# I need information.....



## Jabwa (Dec 10, 2004)

I am trying to get a list of the perfect Field and Hunter Spot rounds that have been shot in competition. I will need the year and the archer's name and more important, the model of bow he or she was shooting.
I plan to go over the bow geometry and features to see if there is any similarity. The information may also be used to determine which modern developments in bow design have contributed to improved accuracy.
Anyone have any useful information?


----------



## south-paaw (Jul 3, 2006)

it's a short list.. " Professional Male Free Style " .... 2008 and 2009 

http://nfaa-archery.org/depot/uploa...tdoor National Field ChampionshipsResults.pdf... 

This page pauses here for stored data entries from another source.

Issue #194, opened 2024-07-15
Add an option for lazy subscription on scan topic


bjsowa:
I use rplidar node with `auto_standby` option which stops the LIDAR motor when there is no subscription. Using it together with a laser filter forces the motor to constantly run as the filter chains constantly subscribes on the `scan` topic, even when there is no subscription on `scan_filtered` topic.

I think it would be beneficial to implement lazy subscription using rmw matched events, similar to how it's done in ros-perception/image_pipeline#815

PR #195, opened 2024-07-16
Add Lazy subscription

bjsowa:
Implements #194 .

this requires Matched publisher events, which are supported from ROS Iron onward, so a separate branch for ROS Humble is required.

This PR also fixes some issues with parameters in scan filter chains:
1. Explicitly declare all parameters , otherwise `get_parameter` won't work.
2. Remove unused parameters.
3. Add read-only flag to all parameters as the filter chains don't support dynamically changing them.

I also changed `spin_some` to `spin` as I see absolutely no reason to use the first method.

I can split this PR into multiple ones if needed,

### DIFF
--- a/CMakeLists.txt
+++ b/CMakeLists.txt
@@ -12,6 +12,10 @@ ament_auto_find_build_dependencies()
 # Build
 ##############################################################################
 
+if($ENV{ROS_DISTRO} STREQUAL "humble")
+    add_compile_definitions(IS_HUMBLE)
+endif()
+
 ament_auto_add_library(laser_scan_filters SHARED src/laser_scan_filters.cpp)
 ament_auto_add_library(laser_filter_chains SHARED
                          src/scan_to_cloud_filter_chain.cpp
--- a/CMakeLists.txt
+++ b/CMakeLists.txt
@@ -12,8 +12,8 @@ ament_auto_find_build_dependencies()
 # Build
 ##############################################################################
 
-if($ENV{ROS_DISTRO} STREQUAL "humble")
-    add_compile_definitions(IS_HUMBLE)
+if(${rclcpp_VERSION_MAJOR} GREATER_EQUAL 20)
+    add_compile_definitions(RCLCPP_SUPPORTS_MATCHED_CALLBACKS)
 endif()
 
 ament_auto_add_library(laser_scan_filters SHARED src/laser_scan_filters.cpp)
--- a/package.xml
+++ b/package.xml
@@ -21,7 +21,6 @@
   <depend>rclcpp</depend>
   <depend>rclcpp_lifecycle</depend>
   <depend>rclcpp_components</depend>
-  <depend>ros_environment</depend>
   <depend>sensor_msgs</depend>
   <depend>tf2</depend>
   <depend>tf2_ros</depend>
--- a/package.xml
+++ b/package.xml
@@ -21,6 +21,7 @@
   <depend>rclcpp</depend>
   <depend>rclcpp_lifecycle</depend>
   <depend>rclcpp_components</depend>
+  <depend>ros_environment</depend>
   <depend>sensor_msgs</depend>
   <depend>tf2</depend>
   <depend>tf2_ros</depend>
--- a/src/scan_to_cloud_filter_chain.cpp
+++ b/src/scan_to_cloud_filter_chain.cpp
@@ -54,7 +54,7 @@ ScanToCloudFilterChain::ScanToCloudFilterChain(
   read_only_desc.read_only = true;
 
   // Declare parameters
-  #ifndef IS_HUMBLE
+  #ifdef RCLCPP_SUPPORTS_MATCHED_CALLBACKS
   this->declare_parameter("lazy_subscription", false, read_only_desc);
   #endif
   this->declare_parameter("high_fidelity", false, read_only_desc);
@@ -64,7 +64,7 @@ ScanToCloudFilterChain::ScanToCloudFilterChain(
   this->declare_parameter("laser_max_range", DBL_MAX, read_only_desc);
 
   // Get parameters
-  #ifndef IS_HUMBLE
+  #ifdef RCLCPP_SUPPORTS_MATCHED_CALLBACKS
   this->get_parameter("lazy_subscription", lazy_subscription_);
   #endif
   this->get_parameter("high_fidelity", high_fidelity_);
@@ -85,7 +85,7 @@ ScanToCloudFilterChain::ScanToCloudFilterChain(
     this->get_node_timers_interface());
   buffer_.setCreateTimerInterface(timer_interface);
 
-  #ifndef IS_HUMBLE
+  #ifdef RCLCPP_SUPPORTS_MATCHED_CALLBACKS
   if (lazy_subscription_) {
     rclcpp::PublisherOptions pub_options;
     pub_options.event_callbacks.matched_callback =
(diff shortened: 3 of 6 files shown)


jonbinney:
This seems like a good feature, thanks @bjsowa ! I've got a couple other PRs to review first, but hoping to get to this soon.

jonbinney:
Actually looks like https://github.com/ros-perception/laser_filters/pull/188 created some merge conflicts for this PR when I merged it. Could you fix those before I review the code?

bjsowa:
I manually reapplied the changes as there were too many conflicts.

The first 2 commits are not related to lazy subscription functionality. I can split them into separate PRs.

The third commit adds the lazy subscription and drops support for ROS Humble.

bjsowa:
I split this PR to only include the lazy subscription part. @jonbinney I would appreciate if you could look at  #197, #198 and #199 first

jonbinney:
Thanks for splitting this up, that will make it easier to review. Quick question - is it feasible to change this to avoid branching for humble (for example by using preprocessor macros?). As soon as we branch for humble we've got to start cherry picking bug fixes, which gets painful quickly.

bjsowa:
This should now build on Humble. I took some inspiration from [depthai-ros](https://github.com/luxonis/depthai-ros/blob/iron/depthai_bridge/CMakeLists.txt#L85-L91), though I'm now 100% sure it will work on the buildfarm

bjsowa:
@jonbinney  As all the "child" PR are merged, this one is ready for review. I squashed all commits as it was mostly resolving merge conflicts.

CMakeLists.txt
```diff
@@ -12,6 +12,10 @@ ament_auto_find_build_dependencies()
 # Build
 ##############################################################################
 
+if($ENV{ROS_DISTRO} STREQUAL "humble")
+    add_compile_definitions(IS_HUMBLE)
+endif()
```
jonbinney, line 17: This works, but I think what we actually want is to check the version of the rclcpp package. Cmake sets version variables after they are find_package'd; how about checking that '${rclcpp_VERSION_MAJOR}' is greater than or equal to 20? (it looks like matched callbacks were added in version 20)

package.xml
```diff
@@ -21,6 +21,7 @@
   <depend>rclcpp</depend>
   <depend>rclcpp_lifecycle</depend>
   <depend>rclcpp_components</depend>
+  <depend>ros_environment</depend>
```
jonbinney: I think we can skip this dependency if we use rclcpp_VERSION_MAJOR in the cmakelists.

CMakeLists.txt
jonbinney: Also it would be clearer to call the compile define RCLCPP_SUPPORTS_MATCHED_CALLBACKS

bjsowa: I was looking for a version macro in rclcpp package and couldn't find one. I was not aware of version variables set by cmake. I applied your suggestions.
btw. a lot of ROS packages don't use a consistent versioning scheme but rclcpp is a quality level 1 package so I have more hope.

src/scan_to_cloud_filter_chain.cpp
```diff
@@ -80,11 +85,30 @@ ScanToCloudFilterChain::ScanToCloudFilterChain(
...
+      [this](rclcpp::MatchedInfo & s)
+      {
+        if (s.current_count == 0) {
+          scan_sub_.unsubscribe();
+        } else if (!scan_sub_.getSubscriber()) {
+          scan_sub_.subscribe(this, "scan", rmw_qos_profile_sensor_data);
+        }
+      };
+    cloud_pub_ = this->create_publisher<sensor_msgs::msg::PointCloud2>("cloud_filtered",
+      rclcpp::SensorDataQoS(), pub_options);
```
jonbinney: It looks like SensorDataQoS sets the "depth" (number of messages to hang on to in case publishing gets backed up) to 5. If there's not a good reason to change it, I'd prefer to keep it to 10 (see the original create_publisher call).  There are also some other QoS settings that differ in SensorDataQoS from just what you get if you just pass in the depth as a number. I think that for this PR, it would be better not to change those. You could do so in a separate PR, but we'd want to go over each element of the QoS struct and discuss why it should be changed.

src/scan_to_cloud_filter_chain.cpp
```diff
@@ -80,11 +85,30 @@ ScanToCloudFilterChain::ScanToCloudFilterChain(
...
+  } else {
+    cloud_pub_ = this->create_publisher<sensor_msgs::msg::PointCloud2>("cloud_filtered",
```
jonbinney: Same thing - prefer not to change QoS in this PR unless there is a strong reason

src/scan_to_scan_filter_chain.cpp
```diff
@@ -80,8 +85,30 @@ ScanToScanFilterChain::ScanToScanFilterChain(
...
+    pub_options.event_callbacks.matched_callback =
+      [this](rclcpp::MatchedInfo & s)
+      {
+        if (s.current_count == 0) {
+          scan_sub_.unsubscribe();
+        } else if (!scan_sub_.getSubscriber()) {
+          scan_sub_.subscribe(this, "scan", rmw_qos_profile_sensor_data);
+        }
+      };
+    output_pub_ = this->create_publisher<sensor_msgs::msg::LaserScan>("scan_filtered",
```
jonbinney: Same thing  as in the scan_to_cloud_filter_chain.cpp - I'd prefer we just pass in 1000 as the QoS for this PR.

src/scan_to_scan_filter_chain.cpp
```diff
@@ -80,8 +85,30 @@ ScanToScanFilterChain::ScanToScanFilterChain(
...
+      rclcpp::SensorDataQoS(), pub_options);
+  } else {
+    output_pub_ = this->create_publisher<sensor_msgs::msg::LaserScan>("scan_filtered",
+      rclcpp::SensorDataQoS());
+    scan_sub_.subscribe(this, "scan", rmw_qos_profile_sensor_data);
+  }
+  #else
+  output_pub_ = this->create_publisher<sensor_msgs::msg::LaserScan>(
```
jonbinney: Same

CMakeLists.txt
jonbinney: True that there's no strict versioning scheme across ROS, but I think we can at least expect the major version not to _decrease_ :-)

jonbinney (changes requested):
Looks good except for making sure we keep the QoS settings the same. After that is fixed, this should be good to merge!

bjsowa:
@jonbinney  I kept the old QoS settings. A depth value of 1000 seems like an overkill (especially for a _reliable_ publisher) but I'll stick to changes only related to lazy subscription.

jonbinney (approved):

jonbinney:
Looks good! Yes, 1000 is a lot of scans to keep. I suspect the original thought was "lets keep as many as we can without using crazy amounts of memory". Typical 2D scanners may have around 1000 ranges and intensities per scan, which would be about `(1000 points) * (4 bytes for intensity + 4 bytes for range) = 8000 bytes per scan`. So 1000 scans would be around 8 MB, which would probably be fine even on most single board computers.

As far as reliability, even if the QoS is set to "reliable", if you are streaming data over wifi (say running SLAM on a desktop while a mobile robot drives around a building) you may lose connection here and there, especially when transitioning between access points.  It's nice not to lose those scans.

Thanks for this PR! And the others you made - they are big improvements!

PR #196, opened 2024-07-16
Update list of ros2 distros to test on

jonbinney:
Foxy and galactic are EOL; Iron is now supported.


bjsowa:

http://nfaa-archery.org/depot/uploadedResults/837-2009803-2009 Outdoor NationalResults.pdf

Hoyt Bows


----------



## rock monkey (Dec 28, 2002)

why is everyone so quick to forget the first perfect hunter round shot by Terry Ragsdale in the 80's?

there was also a second one shot the same day by a very young Mr Broadwater

i know to a very good degree that when Mr Ragsdale and young Mr Broadwater shot theirs, bows were either neutral to deflex in the riser geometry with a let-off less than 65%


----------



## TNMAN (Oct 6, 2009)

You may need to expand the scoring range (558-560?) to obtain enough data to form a basis for conclusions.


----------



## Jabwa (Dec 10, 2004)

Yes, I may need to expand the range, but for now, just perfect scores.
I ama thinking there are more than than those three adult perfect scores. I believe Terry's was with a deflex riser and don't forget in those days the bows lacked a "wall"! What was the ATA of his bow?
I need bow specs on the two recent perfect scores. Anyone know?


----------



## field14 (May 21, 2002)

rock monkey said:


> why is everyone so quick to forget the first perfect hunter round shot by Terry Ragsdale in the 80's?
> 
> there was also a second one shot the same day by a very young Mr Broadwater
> 
> i know to a very good degree that when Mr Ragsdale and young Mr Broadwater shot theirs, bows were either neutral to deflex in the riser geometry with a let-off less than 65%


Yep, SHOT IN site marks, no computer generated site tapes, ALUMINUM arrows, No clinometers or rangefinders, no cut-charts, dacron strings, steel cables. No clarifiers or lenses in the peep sites. The bows probably had WOOD composite one-piece limbs, letoff in the 50% or LESS range. I think Ragsdale's PSE was only shooting around 225 fps or maybe slightly less than that, too. ATA on Terry's bow was likely AT LEAST 45" ATA and the brace height was probably well above 8 1/2", too. At the time, a 45" ATA bow was SHORT, and 48" ATA was fairly common.

Didn't Joe Kapp have the 2nd perfect 560 hunter round only a short time after Terry shot his perfect 560?

field14 (Tom D.)


----------



## rock monkey (Dec 28, 2002)

i'm pretty sure Dave Cousins shot a perfect hunter round at the glen in 04. i remember signing his target.


i will shoot in a few marks, generate a scale and then verify it. for me, using AA is a quick way to make adjustments on the fly and give me a way to tweak my arrows in.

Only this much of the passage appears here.